Basic Rules for Selling to Jewelers


Basic Rules for Selling to Jewelers

Well there are a lot of ways on selling to local jewelers. If you think you are ready. Here are some basic rules for selling.

  • Dress correctly. This depends on your area, here in Tucson it usually means a nice pair of dress shorts, shirt and shoes. Arizona is very hot and casual, but a suit and tie maybe needed depending on where you live. Shaved and bathed sound obvious, but you would be surprised at what I have seen. Brush your teeth. No garlic and onions at lunch.
  • Target your jewelers (customers). It is a good idea to take a look at their store and see if faceted stones are something that they even use. Do not try to sell to them at this time, unless it just happens to come up. If they do not sell faceted stones, do not be discouraged, maybe they do not have a supplier or are interested, but have just not started to carry them yet. I would still talk to them (after calling), just be aware that it may not be their thing and a good prospect for you.
  • Call first. It is usually a good idea to call the jewelers that you want to try to sell to, after deciding on your most likely prospects. Do not be pushy, just say that you are a local gemstone cutter (a lot of them will not know what a faceter is…) in their area and that you would like to show them some stones at their convenience. You want to make an appointment with them if possible, be prepared to arrange your schedule. You do not want to argue when is the best time. The best time is when they want to see you. By calling first you will not only be expected, but you will be able to talk to the person that actually makes the buying decisions. Also, you will not be just dropping in on them when they are busy and not too happy about being interrupted.
  • If you are going to cold call (not call first).
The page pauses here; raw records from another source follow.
PR #501, opened 2019-01-15
Leverage dynamic locale with gettext

tarzan:
### Summary of changes

In order to let gettext work with an already implemented gettext of an app (or even accross dependencies), all format functions should use the current locale of gettext instead of the pre-configured default. This makes dynamic language switching possible as well. 

This PR just swaps default for current without mentioning it in the docs. Let me know what you think of this, so I can perfect it and make it release worthy.

### Checklist


bitwalker:
I think this change is a good one, but it _is_ technically a breaking change; do we know whether or not people are relying on the current behavior?

tarzan:
> I think this change is a good one, but it is technically a breaking change; do we know whether or not people are relying on the current behavior?

Yes it is. However, the scenario in which this breaks is, I believe, pretty limited. Considering you would need another backend for Gettext already in your app for which you set the locale to be different from the locale you set as default on Timex. I can't phantom a scenario in which you would actually want that... (even though you still can by setting Gettext locale specifically per backend).

I would suggest writing some documentation about how the behaviour has changed and make it a major version release instead of writing additional configuration options to make it backwards compatible. Is that something you can get behind?

tarzan:
Ping! I still believe this is good to go with minor chances that it breaks for anyone out there. How can I help releasing this?

bitwalker:
We can get this merged and released, but I'd like to have the CHANGELOG updated that mentions that this change is potentially breaking, but that the old behavior was technically a bug - the new behavior fixes that bug and will do the expected thing with regard to localization and integration with gettext.

Once that is done, I'll get this merged and rolled out in the next release

tarzan:
So, I somehow thought you wanted to do the editing of the changelog yourself, I forgot about this open PR in the meantime.

Just noticed it again today and decided to finally write the changelog entry. Also did a full rebase. Hope you're okay with the changes now.

tarzan:
Just wondering if you were able to check the recent changes?

tarzan:
I just rebased on your latest master. How to move forward with this? @bitwalker ?

tarzan:
Any news on this @bitwalker ?

tarzan:
@bitwalker it would be really great if you can find the time to look at this again. The changes are small, but the impact for our app is big as without it we need to manage the locale of Timex independently instead of it following our global Gettext locale.

tarzan:
@bitwalker any news on this?

Issue #503, opened 2019-01-25
Elixir 1.8 Deprecation warnings


fredr:
### Steps to reproduce

- Install Elixir 1.8.0
- Run test suite

### Description of issue

Elixir 1.8 deprecates pluralized time unit atoms, example error:
```
warning: deprecated time unit: :seconds. A time unit should be :second, :millisecond, :microsecond, :nanosecond, or a positive integer
  (elixir) lib/calendar/iso.ex:703: Calendar.ISO.from_unix/2
  (elixir) lib/calendar/datetime.ex:118: DateTime.from_unix/3
  (elixir) lib/calendar/datetime.ex:166: DateTime.from_unix!/3
  test/timezone_test.exs:102: TimezoneTests."test converting across zone boundaries"/1
  (ex_unit) lib/ex_unit/runner.ex:355: ExUnit.Runner.exec_test/1
  (stdlib) timer.erl:166: :timer.tc/1
  (ex_unit) lib/ex_unit/runner.ex:306: anonymous fn/4 in ExUnit.Runner.spawn_test_monitor/4
```

fireproofsocks:
Did hex pick up a new version of this? The warnings still show up with Timex v 3.5.0.  Thanks for keeping this up to date!

MCMrARM:
Any update on a Hex release? It has been quite a bit of time since this has been merged.

richeterre:
@bitwalker Would you be up for making a release with this?

bitwalker:
Done

PR #504, opened 2019-02-01
Remove deprecations on Elixir 1.8 - Closes Issue #503

scudelletti:
### Summary of changes

Elixir 1.8 deprecates [System.cwd](https://hexdocs.pm/elixir/1.8.1/System.html#cwd/0) and changes the type [time_unit](https://hexdocs.pm/elixir/System.html#t:time_unit/0).

This PR aims to fix those warnings while keeping the old function behavior functional. It should close Issue #503 .

Feel free to reject the PR for any reason(no hard feelings) just let me know why so I can learn from it.
I'm gonna be away from from computer on the next 2 weeks so I won't be able to do any updates during this time.

Thank you for maintaining this library it's awesome! 👍 💐 
### Checklist

### DIFF
--- a/lib/timex/types.ex
+++ b/lib/timex/types.ex
@@ -29,6 +29,7 @@ defmodule Timex.Types do
   @type weekday_name :: :monday | :tuesday | :wednesday | :thursday | :friday | :saturday | :sunday
   @type shift_units :: :milliseconds | :seconds | :minutes | :hours | :days | :weeks | :years
   @type time_units :: :microseconds | :milliseconds | :seconds | :minutes | :hours | :days | :weeks | :years
+  @type second_time_units :: :second | :millisecond | :microsecond | :nanosecond | :seconds | :milliseconds | :microseconds | :nanoseconds
   @type time :: { hour, minute, second }
   @type microsecond_time :: { hour, minute, second, microsecond | microseconds}
   @type date :: { year, month, day }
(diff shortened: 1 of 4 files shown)


lib/timex/types.ex
```diff
@@ -29,6 +29,7 @@ defmodule Timex.Types do
   @type weekday_name :: :monday | :tuesday | :wednesday | :thursday | :friday | :saturday | :sunday
   @type shift_units :: :milliseconds | :seconds | :minutes | :hours | :days | :weeks | :years
   @type time_units :: :microseconds | :milliseconds | :seconds | :minutes | :hours | :days | :weeks | :years
+  @type second_time_units :: :second | :millisecond | :microsecond | :nanosecond | pos_integer() | :seconds | :milliseconds | :microseconds | :nanoseconds
```
ckhrysze: I'm probably missing something, but where does the pos_integer function come from?

scudelletti: Good catch! I got it from [time_unit](https://hexdocs.pm/elixir/System.html#t:time_unit/0) that is used on `System.convert_time_unit/3`.

But seems that [DateTime.from_unix!](https://github.com/elixir-lang/elixir/blob/v1.8.1/lib/elixir/lib/calendar/datetime.ex#L165) does not work with positive integers despite its typespec.

Fixed. Thank you!

williamweckl:
Thanks for the great work!
Any expectations to release that?

PR #509, opened 2019-02-12
Support time units in singular

vorce:
### Summary of changes

Elixir 1.8 emits warnings for using plural time units (ie for `:seconds`), see: #503 
When working with Elixir 1.8 and Timex it's a bit confusing when to use what form of time units.

This PR adds support for singular time units for `Timex.diff` and `Timex.compare`. I am not sure about `shift` - should I change it to also accept singular?

### Checklist

### DIFF
--- a/lib/timex.ex
+++ b/lib/timex.ex
@@ -166,9 +166,8 @@ defmodule Timex do
 
   Converts the given Unix time to DateTime.
 
-  The integer can be given in different units(:seconds, :milliseconds, :microseconds, :nanoseconds
-  and also units described in `System.convert_time_unit/3`) and it will be converted to
-  microseconds internally. Defaults to `:second`.
+  The integer can be given in different units according to `System.convert_time_unit/3`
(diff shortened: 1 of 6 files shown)


vorce:
I guess the build fails because there are failing tests in master this is branched off of.

lib/timex.ex
```diff
@@ -1026,11 +1045,11 @@ defmodule Timex do
 
     case granularity do
       :duration -> Duration.from_seconds(div(a - b, 1_000 * 1_000))
-      :microseconds -> a - b
-      :milliseconds -> div(a - b, 1_000)
-      :seconds -> div(a - b, 1_000 * 1_000)
-      :minutes -> div(a - b, 1_000 * 1_000 * 60)
-      :hours -> div(a - b, 1_000 * 1_000 * 60 * 60)
+      µs when µs in [:microseconds, :microsecond] -> a - b
```
bitwalker: Can you change this to `us` rather than using the unicode symbol? Thanks

bitwalker:
Thanks!

PR #536, opened 2019-06-01
Support for tzdata 1.0.0

naps62:
This seems to be completely backwards-compatible, and allowing for both versions may be useful to allow people to upgrade other packages


morgz:
Any timeline to get this integrated?

PR #3149, opened 2021-01-21
Use torch pipe if available in fairseq.

pritamdamania87:
Summary: fairscale.nn.Pipe has been ported to PyTorch:
https://github.com/pytorch/pytorch/blob/master/torch/distributed/pipeline/sync/pipe.py#L138.
As a result, modifying the pipeline transformer to use PyTorch pipe if available. This change depends on https://github.com/pytorch/pytorch/pull/50860.

Test Plan:
```
python train.py ru_en_bin/ --arch transformer_iwslt_de_en_pipeline_parallel --share-decoder-input-output-embed --optimizer adam --adam-betas '(0.9, 0.98)' --clip-norm 0.0 --lr 5e-4 --lr-scheduler inverse_sqrt --warmup-updates 4000 --dropout 0.3 --weight-decay 0.0001 --criterion label_smoothed_cross_entropy --label-smoothing 0.1 --max-tokens 4096 --eval-bleu --eval-bleu-args '{"beam": 5, "max_len_a": 1.2, "max_len_b": 10}' --eval-bleu-detok moses --eval-bleu-remove-bpe --eval-bleu-print-samples --best-checkpoint-metric bleu --maximize-best-checkpoint-metric --pipeline-model-parallel --pipeline-balance '[1,3,5,3,3,1]' --pipeline-devices '[0,1,0,2,3,0]' --pipeline-chunks 16 --distributed-world-size 1 --distributed-no-spawn --disable-validation --max-epoch 1
```

Output with torch pipe:
```
2021-01-20 16:13:35 | INFO | train | epoch 001 | loss 12.676 | nll_loss 12.331 | ppl 5151.97 | wps 5108 | ups 1.66 | wpb 3081.6 | bsz 131.6 | num_updates 380 | lr 4.75e-05 | gnorm 2.08 | train_wall 229 | wall 233
2021-01-20 16:13:36 | INFO | fairseq_cli.train | done training in 233.1 seconds
```

Output with fairscale pipe:
```
2021-01-20 14:13:59 | INFO | train | epoch 001 | loss 12.677 | nll_loss 12.331 | ppl 5152.07 | wps 5198.9 | ups 1.69 | wpb 3081.6 | bsz 131.6 | num_updates 380 | lr 4.75e-05 | gnorm 2.08 | train_wall 224 | wall 228
2021-01-20 14:13:59 | INFO | fairseq_cli.train | done training in 228.0 seconds
```

### DIFF
--- a/fairseq/model_parallel/models/pipeline_parallel_transformer/model.py
+++ b/fairseq/model_parallel/models/pipeline_parallel_transformer/model.py
@@ -39,15 +39,38 @@ logger = logging.getLogger(__name__)
 
 DEFAULT_MAX_SOURCE_POSITIONS = 1024
 DEFAULT_MAX_TARGET_POSITIONS = 1024
+TORCH_PIPE = False
 
 
 @register_model("pipeline_parallel_transformer")
 class PipelineParallelTransformerModel(BaseFairseqModel):
     def __init__(self, encoder, decoder, balance, devices, chunks, checkpoint):
         try:
-            from fairscale.nn import Pipe
+            from torch.distributed.pipeline.sync import Pipe
+            from torch.distributed.pipeline.sync.utils import partition_model
+            global TORCH_PIPE
+            TORCH_PIPE = True
+
+            # Initialize single process RPC agent since TORCH_PIPE requires
+            # RRef.
+            from torch.distributed import rpc
+            import tempfile
+            tmpfile = tempfile.NamedTemporaryFile()
+            rpc.init_rpc(
+                name="worker",
+                rank=0,
+                world_size=1,
+                rpc_backend_options=rpc.TensorPipeRpcBackendOptions(
+                    init_method="file://{}".format(tmpfile.name),
+                )
+            )
+            logger.info('Using torch pipe')
         except ImportError:
-            raise ImportError("Please install fairscale with: pip install fairscale")
+            try:
+                from fairscale.nn import Pipe
+                logger.info('Using fairscale pipe')
+            except ImportError:
+                raise ImportError("Please install fairscale with: pip install fairscale")
         super().__init__()
         assert isinstance(encoder, FairseqEncoder)
         assert isinstance(decoder, FairseqDecoder)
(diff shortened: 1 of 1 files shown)


fairseq/model_parallel/models/pipeline_parallel_transformer/model.py
```diff
@@ -87,7 +117,10 @@ def forward(self, src_tokens, src_lengths, prev_output_tokens):
         if self.training:
             input_lst = [src_tokens, src_lengths, prev_output_tokens]
             input = tuple(i.to(self.devices[0], non_blocking=True) for i in input_lst)
-            return self.model(input)
+            if TORCH_PIPE:
+                return self.model(input).local_value()
```
shruti-bh, line 121: What does `.local_value()` do?

fairseq/model_parallel/models/pipeline_parallel_transformer/model.py
```diff
@@ -39,15 +39,38 @@
...
+    # RRef.
+    tmpfile = tempfile.NamedTemporaryFile()
+    rpc.init_rpc(
+        name="worker",
+        rank=0,
+        world_size=1,
+        rpc_backend_options=rpc.TensorPipeRpcBackendOptions(
+            init_method="file://{}".format(tmpfile.name),
+        )
+    )
```
shruti-bh, line 59: Can you add some more details on why Torch Pipe needs this rpc.init_rpc() call?

pritamdamania87: Updated the comment on line 49 for more information. Basically, the pipe returns an RRef which depends on RPC being initialized.

fairseq/model_parallel/models/pipeline_parallel_transformer/model.py
pritamdamania87: PyTorch Pipe returns an [RRef](https://pytorch.org/docs/stable/rpc.html#rref) pointing to the output of the pipeline. This was introduced in the API to support cross host pipelines in the future. For now, the pipe implementation is only a single host so we can retrieve the value using `local_value` method of the RRef since it will always be local. However, in the future the output of the pipeline could be on a different host and we probably need methods like `to_here` on the RRef to retrieve the remote value.

fairseq/model_parallel/models/pipeline_parallel_transformer/model.py
```diff
@@ -561,10 +605,10 @@ def __init__(
...
         super().__init__(dictionary)
         self.register_buffer("version", torch.Tensor([3]))
-        try:
-            from fairscale.nn import Pipe
-        except ImportError:
-            raise ImportError("Please install fairscale with: pip install fairscale")
+        if TORCH_PIPE:
+            logger.info('Using torch pipe')
+        else:
+            logger.info('Using fairscale pipe')
```
msbaines, line 611: Earlier, the ImportError was thrown on use. With this change, just importing this file is sufficient to cause an import error.

msbaines (commented):
LGTM other than one concern. Will leave final approval to Shruti.

fairseq/model_parallel/models/pipeline_parallel_transformer/model.py
shruti-bh: @pritamdamania87 - could you add the import statements within the `__init__()` ?

shruti-bh:
Looks great to me apart from @msbaines remaining comment

pritamdamania87:
@shruti-bh Addressed @msbaines's comment, could you take another look? Thanks!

Keep a few things in mind. You are taking pot luck as far as catching the person that can actually buy. If you do catch them they maybe busy and not want to talk. Try to cold call at times during the day and week when the jeweler might have a break. Do not interrupt lunch, it is always a hard time in any retail shop. Late and early in the day is usually a busy time. I find that late in the day especially, people just want to go home. Early they are just getting to what they did not get done yesterday, or fixing problems, either way it is not a good time for a sales call. Usually middle morning, before lunch is best, the middle of the week is better too. Mondays, people are trying to catch up, Friday they are thinking about the weekend.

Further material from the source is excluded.